● **Instructions to follow**: Copy the full listing exactly, word for word.

● **Data block**:
PR #1384, opened 2023-05-20
AccidentalCalculator: Fix natural accidentals not remembered within measure

### LINKED ISSUE #1383: Natural accidentals are not remembered within measure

● **Solution to this task**:
PR #1384, opened 2023-05-20
AccidentalCalculator: Fix natural accidentals not remembered within measure

### LINKED ISSUE #1383: Natural accidentals are not remembered within measure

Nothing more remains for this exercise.